How would you not know what's in the transport? Wouldn't that be declared at deployment? I mean if I have 2 units with a transport each, you have to dictate which you are rolling for during a reserves roll. Even if you are deploying them at the start, there has to be an indication of which unit is in which transport, or the deployer could switch behind the scenes which units are where depending on need.


----------



## Daneel2.0 (Jul 24, 2008)

You have to have the vehicle marked at the beginning of the game, but are under no obligation to show your opponent the key for the marking. That way, you cannot make a change to the unit inside, but your opponent doesn't immediately know what unit is inside.

If there are questions about which unit deployed out of the transport, you generally use a impartial 3rd party (the judge in a tourney for example)


----------



## Xpyre35 (Feb 7, 2008)

ThanX Daneel, for the explanation. I've only played friendly games, and don't really have a grasp on the tournament rules and such. I did always wonder why people were expressing ideas like which transport to shoot, whether a squad has a *hidden* power fist.

Our games we just usually declare everything before deployement as we are still slightly proxing certain units or weapon loads outs. This has become less often now that I've got approx 3000 pts of Marines now, in about a year of collecting. (1000 pts of Tryanids also, started in 4th from the Macragge Set)


----------



## Damned Fist (Nov 2, 2007)

I vote kill it. Even if it is in the assault phase. Although whatever comes out of it can attack me in their next turn I would rather that than let them have a free ride to wherever they wanted to go.:wink:


----------



## Caddock (May 18, 2008)

For discussion's sake how would you address this line:

pg 92 of the rulebook under "a note on secrecy"
"...always make clear to your opponent which squads are embarked in which transport vehicle"

It does go on to say that allowing the reading of rosters before and during gameplay is a call the players have to make on preference.


----------



## Someguy (Nov 19, 2007)

Xpyre35 said:


> ThanX Daneel, for the explanation. I've only played friendly games, and don't really have a grasp on the tournament rules and such. I did always wonder why people were expressing ideas like which transport to shoot, whether a squad has a *hidden* power fist.

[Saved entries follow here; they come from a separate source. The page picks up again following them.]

PR #222, opened 2023-02-04
Add `content` restriction to NIP-26

pablof7z:
This PR adds a `content` condition, so delegates are limited to signing a specific `content` payload instead of being able to sign anything.

### DIFF
--- a/26.md
+++ b/26.md
@@ -43,6 +43,9 @@ The following fields and operators are supported in the above query string:
    -  *Operators*:
       -  `<${TIMESTAMP}` - delegatee may only sign events created ***before*** the specified timestamp
       -  `>${TIMESTAMP}` - delegatee may only sign events created ***after*** the specified timestamp
+3. `content`
+   -  *Operators*:
+      -  `=${CONTENT}` - delegatee may only sign events with this content
 
 In order to create a single condition, you must use a supported field and operator. Multiple conditions can be used in a single query string, including on the same field. Conditions must be combined with `&`.
 
--- a/26.md
+++ b/26.md
@@ -45,7 +45,7 @@ The following fields and operators are supported in the above query string:
       -  `>${TIMESTAMP}` - delegatee may only sign events created ***after*** the specified timestamp
 3. `content`
    -  *Operators*:
-      -  `=${CONTENT}` - delegatee may only sign events with this content in RFC 3986 URI encoding
+      -  `=${SHA256(CONTENT)}` - delegatee may only sign events with content that sha256s to the specified hash
 
 In order to create a single condition, you must use a supported field and operator. Multiple conditions can be used in a single query string, including on the same field. Conditions must be combined with `&`.
 
@@ -54,7 +54,7 @@ For example, the following condition strings are valid:
 - `kind=1&created_at<1675721813`
 - `kind=0&kind=1&created_at>1675721813`
 - `kind=1&created_at>1674777689&created_at<1675721813`
-- `kind=1&created_at>1674777689&content=Hello%20world`
+- `kind=1&content=315f5bdb76d078c43b8ac0064e4a0164612b1fce77c869345bfc94c75894edd3
 
 For the vast majority of use-cases, it is advisable that query strings should include a `created_at` ***after*** condition reflecting the current time, to prevent the delegatee from publishing historic notes on the delegator's behalf.
 
--- a/26.md
+++ b/26.md
@@ -45,7 +45,7 @@ The following fields and operators are supported in the above query string:
       -  `>${TIMESTAMP}` - delegatee may only sign events created ***after*** the specified timestamp
 3. `content`
    -  *Operators*:
-      -  `=${CONTENT}` - delegatee may only sign events with this content
+      -  `=${CONTENT}` - delegatee may only sign events with this content in RFC 3986 URI encoding
 
 In order to create a single condition, you must use a supported field and operator. Multiple conditions can be used in a single query string, including on the same field. Conditions must be combined with `&`.
 
@@ -54,6 +54,7 @@ For example, the following condition strings are valid:
 - `kind=1&created_at<1675721813`
 - `kind=0&kind=1&created_at>1675721813`
 - `kind=1&created_at>1674777689&created_at<1675721813`
+- `kind=1&created_at>1674777689&content=Hello%20world`
 
 For the vast majority of use-cases, it is advisable that query strings should include a `created_at` ***after*** condition reflecting the current time, to prevent the delegatee from publishing historic notes on the delegator's behalf.
 


fiatjaf:
Looks good to me.

heelhook:
> Looks good to me.

Thoughts about a regexp support too?

```
content=/${CONTENT}/
```

fiatjaf:
No, that would be crazy.

heelhook:
> No, that would be crazy.

lol, thought so

fiatjaf:
@scsibug @jb55 @markharding @zackwy

bhayward93:
I'm not opposed at all,  but would it make more sense to use a hash of the content, or is there a reason not to? Just feels like it could become a pretty long string in some cases.

scsibug:
I am less enamored by this NIP everytime I think about it, and generally prefer the idea of some other higher-level way to link accounts (example, metadata in a user profile).  I already disabled this nip in my relay (for selfish performance reasons).

I do not understand a delegation condition for content description though, when that delegatee could just claim SFW and put whatever in the actual content.  Restricting kinds & created_at really limits the subaccount in meaningful ways, I do not think this field does so.

pablof7z:
> I'm not opposed at all, but would it make more sense to use a hash of the content, or is there a reason not to? Just feels like it could become a pretty long string in some cases.

A hash would make it impractical for users who might want to authorize the delegation. See this example on this [Alby PR](https://github.com/getAlby/lightning-browser-extension/pull/2063).

Screenshot 2023-02-06 at 1 18 32 AM

pablof7z:
> I do not understand a delegation condition for content description though, when that delegatee could just claim SFW and put whatever in the actual content. Restricting kinds & created_at really limits the subaccount in meaningful ways, I do not think this field does so.

Not sure I understand your "delegatee could just claim SFW and put whatever in the actual content", do you mean that the delegatee could just _promise_ not to abuse the delegated key? Given that the delegator cannot revoke it, I think the ability of scoping precisely what the delegatee can sign is very useful.

scsibug:
I am saying that, unlike the delegation restrictions that actually prevent a delegatee from posting kind X when only authorized for kind Y; there is no way for a relay to verify what the content tag says.  So, you have to trust the delegatee anyways, at which point, what is the point of the restriction?

pablof7z:
> I am saying that, unlike the delegation restrictions that actually prevent a delegatee from posting kind X when only authorized for kind Y; there is no way for a relay to verify what the content tag says. So, you have to trust the delegatee anyways, at which point, what is the point of the restriction?

why would there be no way for the relay to know what the content tag says? it'd be on the same event that is publishing  the delegation string. Are you thinking of kind 4 perhaps? I'm not thinking of encrypted content if that helps.

I.e. using the examples from this NIP it'd be:

```json
{
  "id": "e93c6095c3db1c31d15ac771f8fc5fb672f6e52cd25505099f62cd055523224f",
  "pubkey": "477318cfb5427b9cfc66a9fa376150c1ddbc62115ae27cef72417eb959691396",
  "created_at": 1677426298,
  "kind": 1,
  "tags": [
    [
      "delegation",
      <pubkey of the delegator>,
      "kind=1&content=315f5bdb76d078c43b8ac0064e4a0164612b1fce77c869345bfc94c75894edd3", // sha256(Hello, world!)
      <64-byte Schnorr signature of the sha256 hash of the delegation token>
    ]
  ],
  "content": "Hello, world!",
  "sig": "633db60e2e7082c13a47a6b19d663d45b2a2ebdeaf0b4c35ef83be2738030c54fc7fd56d139652937cdca875ee61b51904a1d0d0588a6acd6168d7be2909d693"
}
```

The relay or clients can see that the content is `Hello, world!`, and that it's sha256 matches the value in the delegation token.

gkbrk:
Looks nice. What's the intended use case for this? I can think of some funny ones, like giving permission to send kind=7 reactions that are only dislikes or likes etc.

Do we want to support multiple `content` hashes, similar to supporting multiple event kinds?

Cameri:
This is already supported on Nostream.

pablof7z:
> Looks nice. What's the intended use case for this? I can think of some funny ones, like giving permission to send kind=7 reactions that are only dislikes or likes etc.
Yeah, another use case I was talking with @scsibug about is, for example, going to see a world cup final, and you want to have a "Congrats Argentina!" or "Congrats France!" type notes; you could give both delegation tokens to a third party, and they can publish the note when it's time.

> Do we want to support multiple `content` hashes, similar to supporting multiple event kinds?

I think that could get complex real quick; the way I had thought about it is the delegator creates as many delegation tokens as needed, and the delegatee just uses the correct one

gkbrk:
> Yeah, another use case I was talking with @scsibug about is, for example, going to see a world cup final, and you want to have a "Congrats Argentina!" or "Congrats France!" type notes; you could give both delegation tokens to a third party, and they can publish the note when it's time.

For this kind of narrow filtering, people might think they're signing for two events to be published max, but in fact the person or system that gets this delegation token can publish an unlimited number of "Congrats France!" and "Congratz Argentina!" notes, tag different people and reply to lots of different events. This can quickly get you added to spam lists, or banned from relays.

Telling people they can give a delegation token and the third party can only post the content they've specified can give users a false sense of security. No one would think "Allow FootballApp to post 'Congratz Argentina!' on your behalf" would allow FootballApp to post this under every thread ever, or posted a million times.

A better workflow for delegation in very narrow cases might be like the following.

1. You are given one or multiple JSON arrays in the form that is used to calculate the SHA-256 event ID, with all the fields filled except the pubkey.
2. You pick the ones you want to sign, put your pubkey in the array and sign the event.
3. When the time comes, the third party can only publish the events you signed once, in exactly the same way you signed it. Because each event you signed has a single ID, they cannot sign multiple events and they cannot modify the event to add mentions. You probably won't get banned for a couple events that you vetted the content for as well.

> I think that could get complex real quick; the way I had thought about it is the delegator creates as many delegation tokens as needed, and the delegatee just uses the correct one.

Yeah, makes sense to keep everyone doing the verification simpler as well. Perhaps something similar should be done for the event kinds too.

Right now there are three conditions you can put on delegation tokens, and they all have totally different support for multiple values.

- `created_at` can specify a range with `>` and `<`. You can also specify multiple `>` and multiple `<` and the max of `>` and the min of `<` applies due to AND'ing the conditions.
- `kind` can be specified multiple times, but it will only result in a delegation that cannot sign anything valid. Multiple `kind` values can be given, but not as a range with `>` and `<` even though both `created_at` and `kind` are integers. Instead they need to be comma-separated.
- A single content hash can condition can be given. Giving multiple conditions for content will result in a delegation token that cannot sign anything.

gkbrk:
Specifically about the `content` hash conditions, I think having a `<` operation also makes sense. And comparing both hex strings and their un-hexed buffers is a well-defined operation, especially when they are both the same size.

This could be used to sign a delegated token for an entity to post kind=1 events on your behalf, but with a proof-of-work requirement to prevent them from spamming a million events.

pablof7z:
> > Yeah, another use case I was talking with @scsibug about is, for example, going to see a world cup final, and you want to have a "Congrats Argentina!" or "Congrats France!" type notes; you could give both delegation tokens to a third party, and they can publish the note when it's time.
> 
> For this kind of narrow filtering, people might think they're signing for two events to be published max, but in fact the person or system that gets this delegation token can publish an unlimited number of "Congrats France!" and "Congratz Argentina!" notes, tag different people and reply to lots of different events. This can quickly get you added to spam lists, or banned from relays.
> 
> Telling people they can give a delegation token and the third party can only post the content they've specified can give users a false sense of security. No one would think "Allow FootballApp to post 'Congratz Argentina!' on your behalf" would allow FootballApp to post this under every thread ever, or posted a million times.
> 
> A better workflow for delegation in very narrow cases might be like the following.
> 
>     1. You are given one or multiple JSON arrays in the form that is used to calculate the SHA-256 event ID, with all the fields filled except the pubkey.
> 
>     2. You pick the ones you want to sign, put your pubkey in the array and sign the event.
> 
>     3. When the time comes, the third party can only publish the events you signed once, in exactly the same way you signed it. Because each event you signed has a single ID, they cannot sign multiple events and they cannot modify the event to add mentions. You probably won't get banned for a couple events that you vetted the content for as well.

That would work when the time window for publishing the event is relatively small, but if the time window is, say, a year, you'd have to sign millions of events with roughly every possible `created_at` value.

> Specifically about the `content` hash conditions, I think having a `<` operation also makes sense. And comparing both hex strings and their un-hexed buffers is a well-defined operation, especially when they are both the same size.
> 
> This could be used to sign a delegated token for an entity to post kind=1 events on your behalf, but with a proof-of-work requirement to prevent them from spamming a million events.

I like the idea of some amount of POW that the delegator can impose on the delegatee. Can you go into a bit more detail on how this would work? If the content is fixed (e.g. `content=sha256("hello, world!")`), where would the nonce for the POW go?

barkyq:
My gut says there must be a better way than giving an untrusted third party a delegation token. But perhaps for apps which cannot connect to a browser extension, etc, and where you want to have a finite set of "reactions" you can make, this makes sense. Does seem a bit ripe for abuse though, if there is no restrictions on tags as well. If the malicious actor adds a bunch of `p` tags could get you blocked by a lot of people... as other people have mentioned above.

As for sending emojis? Which platform would only have emojis but not text messages as well?

Another aspect, how is the user importing the delegation token to these untrusted apps? If there is already some low-friction way to transfer relatively complicated information between a trusted environment and an untrusted one, can't it just be used in reverse to sign events the app wants to send? Some sort of "scan this QR code" in your nostr-app and it will open a dialog where you can publish the event. 

At least the delegation conditions `...&content=hash&...` are very simple. Perhaps annoying for relays and clients to verify.

Working on implementing some of NIP-26 now BTW that is why I am prowling the NIP-26 PRs.

pablof7z:
> My gut says there must be a better way than giving an untrusted third party a delegation token. But perhaps for apps which cannot connect to a browser extension, etc, and where you want to have a finite set of "reactions" you can make, this makes sense. Does seem a bit ripe for abuse though, if there is no restrictions on tags as well. If the malicious actor adds a bunch of `p` tags could get you blocked by a lot of people... as other people have mentioned above.

Yeah, perhaps extending NIP-26 to include tags limitations would also be a good thing. I think that’s be beyond the scope of this PR but definitely q good follow up for a new one.

> 
> As for sending emojis, which platform would only have emojis but not text messages as well? Perhaps there is some cool stuff which can be done, what do you think?

Not sure what you’re referring to wrt emojis, is that comment about this PR?

> 
> Another aspect, how is the user importing the delegation token to these untrusted apps? If there is already some low-friction way to transfer relatively complicated information between a trusted environment and an untrusted one, can't it just be used in reverse to sign events the app wants to send? Some sort of "scan this QR code" in your nostr-app and it will open a dialog where you can publish the event.
> 
I think NIP-26 is mainly useful when the original keys are not available for signing, otherwise you’d just do that instead of using a delegation token?

barkyq:
What else is this PR good for beyond allowing people to send emojis? What other fixed content strings do you anticipate?

pablof7z:
> What else is this PR good for beyond allowing people to send emojis? What other fixed content strings do you anticipate?

Any kind of content; this has a simple example that might illustrate further: https://github.com/nostr-protocol/nips/pull/222#issuecomment-1420220999

> 
> As to the third point, my argument was: if there is way to import a delegation token, there will also be a way to export unsigned events. Like, the app generates a pubkey for you, and you copy paste that to your other app to make a delegation token, and copy paste that back into the app? Or you generate a keypair and paste the secret-key + delegation token into the app? Either way it's pretty high friction. And if there was a low friction way, maybe it could be run in reverse to just export unsigned events.

Well, the way I see it is just use a browser extension to create the delegation token and the app requesting it keeps it along with the keys. This pr in getalby implements it https://github.com/getAlby/lightning-browser-extension/pull/2063 Using it this way is no different than signing an event for the user.

barkyq:
I guess another use case is little phrases like "Go France!" "Go Germany!" In a sports setting. Maybe some political culture-war orgs could ask you for permission to say things like "I Stand With Michelle Obama", "I Stand With Donald Trump", "Boycott Tesla" etc...

pablof7z:
@fiatjaf can we get this merged? Some additional operators were proposed for the `content` tag, but we should add those on subsequent PRs

barkyq:
This would be one of the few NIPs which requires relays to parse the content field (in order to hash it). Is it really worth it for this? What are the use cases? Letting some untrusted app say some predefined thing, arbitrarily many times, with arbitrary `p` and `e` tags, which you can never revoke? I suppose the `created_at<` field can help mitigate the "arbitrarily many times" complaint. 

Why can't the app just say "do you want to sign this event we have written for you" and you give permission on a per-event basis? 

The best use-case I can think of is allowing emoji reactions in some client which has no text message commenting. Maybe some sort of nostr games with limited moves.

Off the top of my head, might be better to just have some sort of per-app mapping of `kind` to `emoji` (say kind 100003020 should be `hug`, etc), and then make a delegation token which only allows those kinds.

Anyways sorry for putting up a challenge, just think it should be thought through a bit more before it is merged.

pablof7z:
> This would be one of the few NIPs which requires relays to parse the content field (in order to hash it). Is it really worth it for this? What are the use cases? Letting some untrusted app say some predefined thing, arbitrarily many times, with arbitrary `p` and `e` tags, which you can never revoke? I suppose the `created_at<` field can help mitigate the "arbitrarily many times" complaint.

Relays don't have to hash it, the delegation token is not created by a relay, it's created by something like a browser extension.

The complains about arbitrary tags are not related to reducing the permitted scope of a delegation token, it's about NIP-26 entirely; and that can be mitigated by reducing the scope further of the delegation token in a subsequent PR.

> 
> Why can't the app just say "do you want to sign this event we have written for you" and you give permission on a per-event basis?

Because the premise of the NIP-26 is that delegator keys are not available to sign at the time of signing the event. If that weren't the case then why have NIP-26 at all? just have the delegator keys always sign the event.

> 
> The best use-case I can think of is allowing emoji reactions in some client which has no text message commenting. Maybe also some sort of nostr games with limited moves.
> 
> Off the top of my head, might be better to just have some sort of per-app mapping of `kind` to `emoji` (say kind 100003020 should be `hug`, etc), and then make a delegation-token which only allows those kinds.
> 
> Anyways sorry for putting up a challenge, just think it should be thought through a bit more before it is merged.
I keep getting the impression that you are misunderstanding the intent of this PR since you bring up emojis which is something that I find utterly uninteresting. Perhaps it would be easier to hop on a call or discuss over DMs (npub1l2vyh47mk2p0qlsku7hg0vn29faehy9hy34ygaclpn66ukqp3afqutajft)?

Cameri:
I might just disable NIP-26 on Nostream at this point. It just gets more complicated and complex for very niches use-cases.

Maybe one day I'll get it.

arthurfranca:
There are many use cases similar to this one:

- Bob sends DM to Alice. Inside the DM (or inside an auxiliary event Alice's client subscribes to) it adds a tag sharing a delegation token to be used by Alice.
- Such delegation token would have the following conditions: `kind=4&content=hash_of_original_DM_content&#published_at=original_DM_created_at`
- This allows Alice's client to create a copy of the DM she can later delete. Her inbox will be the list of copies instead of list of originals.

What we earn:
1) Receiver can clear its inbox
2) Sender can still clear its sent-inbox but without affecting Receiver inbox
3) (Maybe) Sender can't delete the copy in Receiver inbox (considering delegator can't delete the delegated copy - NIP-26 isn't clear about it)
4) Sender can learn if receiver did receive the message (check if copy is there, or better yet, if auxiliary event was deleted by Receiver's client - whould need a delegation in aux event allowing Receiver to delete events with the aux id only)

Above example would need tag condition too (the published_at tag). NIP-26 still doesn't have it.

pablof7z:
No longer a NIP-26 apologists

This PR is a good indicator of where NIP-26 was going to lead of broadly adopted.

Just a note on this. A "hidden" power fist isn't literally hidden from players. It is hidden in that the guy using it can't be directly attacked, because he is just a squad member rather than an independent character.

So an ork nob with a klaw would be a "hidden" power fist, though the model is probably very obvious.

Hidden fists are a danger to independent characters who can be instant killed by them, and to monstrous creatures and walkers because they can be damaged by them and often not by the rest of the unit. It is generally seen to be a better idea to have fists hidden than in the hands of ICs, because the IC can be picked out and killed before he gets to attack. ICs are probably better off using stuff that strikes using their (usually pretty good) initiative score and staying the hell away from stuff that can instant kill them.

They have actually become more common as we've gone through editions of the game. In 3rd, you could direct attacks towards upgrade characters like ork nobs but since 4th you haven't been able to. Now in 5th it is possible to get a "hidden IC" in some armies, by giving a character a retinue. Something like an inquisitor lord with evicerator is now quite a lot more viable as a result.


----------



## Daneel2.0 (Jul 24, 2008)

Caddock: I would say that the 4 words you cut at the beginning of the sentence make a difference. It says "In the same spirit, ...." and goes on to say that "Others prefer to leave a feel of secrecy around their lists, as bluffing can make a game really entertaining. *THE CHOICE IS YOURS*"

To me, it makes no sense that I would know which units you have deployed in which transports. As such I never ask that my opponent reveal that information to me. I simply ask that they record their choice and allow a 3rd party (during the game) or myself (after the game) to verify.

If you want to do it the other way, feel free.


----------



## Caddock (May 18, 2008)

Daneel2.0:
I actually agree in spirit. I don't think I realistically should know what is in a transport heading across the field at me. As long as I know it was marked down somewhere and after the game I could check if I liked. Where I play though they always disclose.

However the "in the same spirit" that I cut actually strengthens the line about telling what is in the transport. It is the spirit of being fair and disclosing your list after the game that it is referring too, from the sentence before. To me it is directing the reader to be fair and disclose what is which transport like you would your list. 

Then in the next paragraph it switches topics to the force roster itself. At which point it gives players the choice of disclosing before/during the game or only at the end. The whole line you quoted (and I referenced in my first post), including the bolded bit, only refers to disclosing the entire force list before or during the game. Which a player doesn't have to do. That is where the choice lies. A player can say unit A is in transport A without disclosing the details of their list so I don't see these as mutually exclusive. 

If I was looking to pick on something it would be the word 'should' in the first paragraph. 'Should' is not a rule it is a suggestion. Unfortunately I don't think GW rulebooks can stand that type of criticism without completely breaking. Anyhow not looking to change anyone's mind, just comparing takes on the wording.


----------



## newsun (Oct 6, 2008)

Well I think that is just GWs way of showing you how you can play in a sporting manner. Which war is not always sporting like.

As to knowing what is in a transport, I guess that all depends on what intel you are playing with as prior knowledge. This is a game and you can make up whatever you want. You could say that one side has a bunch of intel on the other and then you get to know the whole army while they get to take a few more points of troops or anything you want.

I think the ultimate thing to keep in mind is to have fun.


----------